This video features a discussion with Jordy Visser, a 30-year Wall Street veteran, about the current state of Bitcoin, AI Boom- artificial intelligence, and the macroeconomy.
Here are the highlights of the conversation:
The conversation concludes with the idea that the world will look “very different” in the 2030s due to the merging of hardware, software, and humans, driven by the current administration’s focus on accelerating the hardware transition.
Interest Rate Cuts and the Job Market
The discussion begins with the recent jobs revision data, which showed a significant downward revision in jobs created for May and June. This suggests that the job data may not be reliable and could lead Jerome Powell to cut interest rates, potentially boosting asset prices.

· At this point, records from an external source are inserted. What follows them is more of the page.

PR #24, opened 2026-04-19
Annotation propagation infrastructure for sibling annotations on @KsMethod

### LINKED ISSUE #11: Annotation propagation infrastructure for sibling annotations on @KsMethod
## Motivation

Multiple planned features want to attach method-level metadata beyond the `@KsMethod` endpoint string: notification vs request (#TBD), typed error payloads (#TBD), per-method timeouts (#TBD). Each wants a sibling annotation whose value travels through the compiler plugin into the generated `RpcMethod` descriptor, so that protocol-specific serialization layers (jsonrpc, HTTP, etc.) can read the relevant bits at the right moment.

Rather than bolt on bespoke handling for each, this issue tracks the shared infrastructure: a general mechanism for declaring and propagating sibling annotations on `@KsMethod` members.

## Proposed shape

1. A convention or marker (e.g. meta-annotation) that identifies an annotation as "RPC-relevant metadata" to be captured by the compiler plugin.
2. The compiler plugin reads any such annotation on a `@KsMethod` function and stores its arguments in the generated `RpcMethod` descriptor (or a metadata map attached to it).
3. Protocol layers (ksrpc-jsonrpc, ksrpc-ktor, etc.) read the descriptors they care about when serializing a call or a response. Annotations a given transport doesn't understand are ignored.

## Dependent issues

This infrastructure is a prerequisite for:

- `@KsNotification` — explicit opt-in for notifications (see sibling issue)
- `@KsErrorData` + `KsrpcException` — typed error payloads (see sibling issue)
- `@KsTimeout` — per-method timeout (see sibling issue)

Each of those issues can be implemented after (or alongside) this infrastructure lands.

## Open design decisions

- Is the metadata a typed map in `RpcMethod`, or does each annotation get a generated accessor?
- Do protocol layers query by annotation type, or does the core publish a merged view?
- How do we handle unknown annotations in older ksrpc versions reading newer service declarations (forward compatibility)?

Implementer's call.

## Motivating use case

Blocks LSP client work in `Monkopedia/kodemirror` — every annotation-based feature below needs this mechanism.

Monkopedia:
## Summary

- Introduces `@KsMethodMetadata`, a meta-annotation that opts a sibling annotation in to compiler-driven propagation onto `@KsMethod` functions.
- Compiler plugin captures qualifying siblings, decodes their arguments into a sealed `MetadataValue` hierarchy, and attaches the result to the generated `RpcMethod` as `List<MethodMetadata>`.
- Test-only demo annotations (`@KsTestMarker`, `@KsTestFlag`) prove end-to-end propagation from source annotation through FIR/IR generation to the runtime descriptor.

## Approach

**Marker mechanism**: a meta-annotation (`@KsMethodMetadata`) applied to annotation classes. Simpler than per-annotation registration and keeps the set of captured annotations open-ended.

**Descriptor shape**: generic `List<MethodMetadata>` rather than per-annotation accessors. Each entry carries the annotation's FQ name and a `List<Pair<String, MetadataValue>>` of captured arguments. Consumers look metadata up by FQ name via `rpcMethod.metadata("com.example.MyMarker")`.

Visser notes that while jobless claims are low, there has been a hiring freeze, and job creation has primarily been in government-subsidized areas like leisure and healthcare services.
The probability of a Fed rate cut has increased significantly, with the market now building in a cut. Visser believes a cut into an accelerating economy (indicated by rising PMIs) would be very positive for “beta assets”.
He argues that cutting rates while GDP is growing at 3% could lead to even higher growth, potentially 4% or 5% AI Boom.
AI’s Impact on Earnings and the Economy
Visser highlights the staggering earnings beats from major tech companies like Google, Amazon, Meta, Apple, and Microsoft, which collectively beat revenue forecasts by $18 billion. This is seen as an indication of how massively the AI trade is distorting everything else.
He emphasizes that this is not speculation but rather a result of efficiency gains and cloud growth driven by AI adoption.
The buildout of data centers and power plants due to AI is expected to drive PMIs higher and potentially lead to increased inflation.
The concept of “code learning from code” is discussed as a major driver of exponential productivity and profit margins for businesses. This means companies can effectively “hire millions of employees for close to zero”.
The rapid growth and high valuations of private AI companies like XAI, Anthropic, and OpenAI are also mentioned, underscoring the “violent and big” nature of the AI movement.
Bitcoin and the Future of Finance
MicroStrategy’s historic earnings beat, largely due to Bitcoin’s price increase, is discussed, with Visser expressing continued belief in the company due to its first-mover advantage in Bitcoin.
He believes that the world will become more decentralized with AI agents transacting, leading to a shift in volume from individuals to computers and an exponential growth in stablecoins.
Visser sees Bitcoin as the only asset with a proven “moat” in a future where traditional business moats may disappear due to rapid disruption.
The increasing government support for crypto, particularly stablecoins, is highlighted, with the SEC and White House actively working to modernize financial markets and promote dollar domination through stablecoins.
The global push for stablecoins, even from central banks like the ECB, is noted as countries aim to avoid being overwhelmed by the dollar.
Visser concludes that the combination of the AI push and government support for crypto, especially stablecoins, will lead to massive network effects for the crypto space.
The Future of Monetary Policy and Humanoids
The possibility of automating the Federal Reserve with AI is explored, with Visser suggesting that AI could make better, unbiased decisions for monetary policy.
The emergence of AI-generated music charting and humanoid robots performing tasks like laundry are presented as examples of AI’s accelerating impact on various industries and daily life.
The discussion touches on the “embodied AI” trend, including drone deliveries and robo-taxis, as precursors to widespread humanoid adoption.